Он наблюдал за ними, когда они шли через ворота на место распятия. Постоянный поток людей изливался через ворота, рассеиваясь вдоль дороги, откуда открывался широкий и непрерываемый обзор происходящей казни. Красс прошел через толпу к основанию креста, любопытно, несмотря ни на что, как отреагирует раб. Каменная невозмутимость мужчины, стала своего рода вызовом, и Красс, который никогда не знал человека — каким бы храбрым он ни был — молча идущего на крест, начал размышлять о том, чем бы спровоцировать его реакцию.

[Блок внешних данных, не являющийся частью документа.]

PR #4, opened 2022-02-11
Add lexical-binding and options to startup quicker

mfxarc:


japhir:
Hey this looks cool, what does the lexical-bindings local-variable do, precisely? I was trying to read the [manual on it](https://www.gnu.org/software/emacs/manual/html_node/elisp/Lexical-Binding.html) and understood from that that it's forcing the variable lookup to only look at local variables within the file. Is that correct? I'm new to writing elisp and would like an ELI5 if you have the time :).

daviwil:
This is great, thank you very much!

daviwil:
@japhir Lexical binding is a different way to achieve variable lookup when running the code which removes dynamic variable resolution for local variables and replaces it with a much faster lookup based that is generated by the compiler.  Since it changes the semantics of how Emacs Lisp code runs, it has to be turned on explicitly for every `.el` file.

Солдаты были опытными в установке распятия, и они быстро и умело работали. Веревку подсунули под руки, все еще связанного и неподвижного раба. Веревку протягивали до тех пор, пока концы с обоих сторон не стали равны. Лестница, которую рабы оставили там накануне, приставили к обратной стороне. Оба конца веревки перебросили через перекладину креста, и пара солдат захватила каждый конец. Затем, с быстрой ловкостью гладиатор был поднят почти до перекладины. Теперь другой солдат поднялся по лестнице и потравил тело гладиатора, пока стоящие внизу, натягивали веревку. Он расположил плечи чуть ниже точки, где встретились два деревянных бруса. Солдат, стоящий на лестнице перебрался на перекладину, а другой, с молотом и несколькими длинными железными гвоздями, поднялся по лестнице и оседлал другую руку перекладины.